Yep. The fact that selves' interests can and do conflict pretty well
scotches the idea that this could ever be settled without force on
that basis.
> Consider situations of resource scarcity. Let's take water,
> since we're in the middle of a drought.
Yes, let's. If I'm an alfalfa farmer, I have a perfectly rational
self-interest in taking my extremely subsidized water and producing
with it a crop which is also subsidized. Why would I ever to
different? As has been discussed on this list before, the alfalfa
crop in California consumes water at about the same order of magnitude
that California's cities do. The difference is that this water goes
to help a number of people measuring in the dozens in the case of
alfalfa, and in the millions in the case of cities, but that goes to
the question of what metrics we're using and how we're choosing them.
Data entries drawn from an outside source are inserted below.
PR #212, opened 2022-04-12
"Dropdown" component - Add handling of dynamic "width" for the list (07)

didoo:
### :pushpin: Summary

There is a requirement from the design side to have a way for the designers (and hence the developers) to declare a specific width for the `Dropdown` list.

This means we have to expose a `@width` prop that can be set by the developers at implementation time. But since it's dynamic, it means it needs to be applied via JS at runtime.

In this PR we propose a solution with two possible variants (to be decided/discussed which one suits best our needs and the Ember ecosystem):
- we set an CSS inline style via JS (with safe HTML) and apply it to the list
- we set a CSS custom prop via JS and use it in CSS to control the `width` of the list

In this PR I have:
- updated the `index` in the `Dropdown` to have backing class that exposes a `@width` prop and handles the width accordingly
  - notice: I’m using two different methods, to discuss what is the most suitable for us
- updated one of the examples in the documentation to use as test

### 🤔 Things to discuss

- [ ] we need to understand if it's a `number` (so implicitly always in `px`) or a `string` that can contain any value/unit (in which case we can't control/validate what is used as value)

***

### 👀 How to review

👉 Review by files changed

Reviewer's checklist:

- [ ] +1 Percy if applicable

---
  - https://app.asana.com/0/0/1202108023378550


packages/components/addon/components/hds/dropdown/index.js
```diff
@@ -0,0 +1,60 @@
...
+
+    return listPosition;
+  }
+
+  /**
+   * Get a style attribute to apply to the "list" based on the @width argument
+   * @return {string} The style attribute to apply to the list
+   */
+  get listStyle() {
+    return this.args.width ? htmlSafe(`width: ${this.args.width}`) : undefined;
```
jgwhite, line 34: Counter-intuitively, Ember’s [`htmlSafe`](https://api.emberjs.com/ember/4.2/functions/@ember%2Ftemplate/htmlSafe) function does not perform any sanitization, but rather tells Ember “this string is already safe, no need to sanitize it”.

packages/components/addon/components/hds/dropdown/index.js
```diff
@@ -0,0 +1,60 @@
...
+    if (this.args.width) {
+      classes.push('hds-dropdown-list--fixed-width');
+    }
+
+    return classes.join(' ');
+  }
+
+  @action
+  didInsert(el) {
+    el.style.setProperty('--width', htmlSafe(this.args.width));
```
jgwhite, line 58: With this approach we’d need a corresponding `did-update` to update the CSS variable if/when new values for `@width` arrive.

jgwhite:
Thanks for opening this up for discussion. Two thoughts in addition to my inline comments:

First, have you considered using [ember-style-modifier](https://github.com/jelhan/ember-style-modifier)?

Second, regarding the following:

> we need to understand if it's a number (so implicitly always in px) or a string that can contain any value/unit (in which case we can't control/validate what is used as value)

Personally, I think it’s totally fine if the component only accepts CSS-compatible values for `@width`. In other words, while I appreciate the convenience of `@width={{12}}` I think `@width="12px"` is actually clearer.

didoo:
For context: here's the error triggered in Cloud UI when trying to use the code above:
screenshot_1300
Interesting enough, the CSS custom prop is applied and it works.

didoo:
> First, have you considered using [ember-style-modifier](https://github.com/jelhan/ember-style-modifier)?

@jgwhite didn't know of its existence, neat alternative. (I see is imported in Cloud UI but I can't see it's used anywhere?)

> Personally, I think it’s totally fine if the component only accepts CSS-compatible values for `@width`. In other words, while I appreciate the convenience of `@width={{12}}` I think `@width="12px"` is actually clearer.

I agree too (but I want to hear other opinions/points of view before making a decision)

packages/components/addon/components/hds/dropdown/index.js
ChaiWithJai: I think this property doesn't adjust with a changing with. If we want to react to the `width` property changing then I think we should create an element modifier which will autoupdate when our `width` property changes.

johncowen:
Wondered if you considered using:

```
<Hds::Dropdown style="--panel-width: 248px">
```

Custom props cascade so you can pick that value up anywhere you like in the CSS. Document the CSS prop for bonus points. Also pretty easy to add a `--panel-height` then if/when you need to make the panel scrollable.

In fact I don't know the code that well, but wondered if putting a `width 100%` on the `ul` and then controlling width via the root node would work? Then you wouldn't need the custom prop, just use `width`, guessing that as its an inline style it would overwrite whatever the 'default' was you specify as the component author.

Are there min-width/max-width/fit-content concerns here at all from a design perspective?

packages/components/addon/components/hds/dropdown/index.js
randallmorey: I agree with @jgwhite.  `htmlSafe` should be avoided, especially with input data.  I'm curious why this is even necessary though?  Would any part of the concatenated string be sanitized by Ember?

packages/components/addon/components/hds/dropdown/index.js
randallmorey: This approach (used with `did-update`) might avoid linting issues.  `htmlSafe` is probably unnecessary here, for a couple of reasons:
- Since the value isn't passing through a template, marking it as safe would have no effect.  Ember doesn't play a roll in this DOM call.
- The values are probably not subject to sanitization anyway (see my comment on the inline style approach).

packages/components/addon/components/hds/dropdown/index.js
didoo: > I was mostly wondering what kind of input data you were expecting that would even be subject to sanitization.
No user-generated data, just consumers (you) values.

packages/components/addon/components/hds/dropdown/index.hbs
```diff
@@ -8,10 +8,7 @@
     }}
   </:toggle>
   <:content>
-    <ul
-      class="hds-dropdown-list
-        {{if (eq @listPosition 'left') 'hds-dropdown-list--position-left' 'hds-dropdown-list--position-right'}}"
-    >
+    <ul class={{this.listClassNames}} style={{this.listStyle}} {{did-insert this.didInsert}}>
```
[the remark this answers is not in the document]
didoo: > Will inline styling cause linting problems down the line?

That's what I was trying to understand :)

> or clash with also setting the class attribute here?

Not that I know. They will follow the normal CSS specificity rules.

packages/components/addon/components/hds/dropdown/index.js
didoo: Removed this approach in favour of using `ember-style-modifier`.

packages/components/addon/components/hds/dropdown/index.js
didoo: OK, adopted `ember-style-modifier` instead of doing inline styling ourselves.

didoo:
@jgwhite @johncowen @meirish @ChaiWithJai @randallmorey thanks for all the precious feedbacks and suggestions: at the end I went with `ember-style-modifier` instead of inlining the style ourselves, so it's more in line with the current approach in your codebase(s).

didoo:
For context, in this spike/test I've found the `width` used in a few places https://github.com/hashicorp/cloud-ui/pull/2362 (in one case it was even a `max-width` which probably is an error).

didoo:
@MelSumner @Dhaulagiri can I have your review too? thanks

randallmorey:
@didoo have you considered leaving width override to the developer's stylesheet rather than exposing it as a component attribute?  I tend to agree with @MelSumner.  Anyway I think giving developers hooks to override styles where they belong (stylesheets) is the best way to go.

didoo:
@randallmorey sorry but I strongly disagree: in a component-based world, CSS classes are **not** the API of a component. "Consumers" should (ideally) **never** use CSS classnames from the design system for targeting elements in their codebases (for CSS I mean, but ideally also for other usages). A component is a black box, that speaks with the outside world through APIs expressed as `props` (arguments). CSS classes are an internal concern (just think to all the cases in which the component could be styled using things that don't have a CSS class name, or a classname that can't be used as "target" from outside: inline styles, atomic CSS, CSS-in-JS at compile time, dynamic CSS class names generated at runtime/buildtime).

> Or is it incumbent upon us for the lessor to rationally recognize
> his rank and position within the Scale of Elites, or that her need
> is ever so slightly less than mine, and, groveling appropriately,
> withdraw to join the thirsting, unwashed masses, as the dust clouds
> swirl, obscuring them from view?
The idea of pure rationality was put to bed almost a decade before
Alice Rosenbaum (Али́са Зиновьевна Розенбаум, if you want to be
pedantic), er, excuse me, "Ayn Rand," looked at the world of 1939 and
decided that the Cause to which she would dedicate her life would be
that rich shitbags whose gains were pretty exclusively ill-gotten were
being insufficiently toadied to.
It was put to bed by a mathematician named Gődel, who basically proved
that logic itself had issues that couldn't be papered over.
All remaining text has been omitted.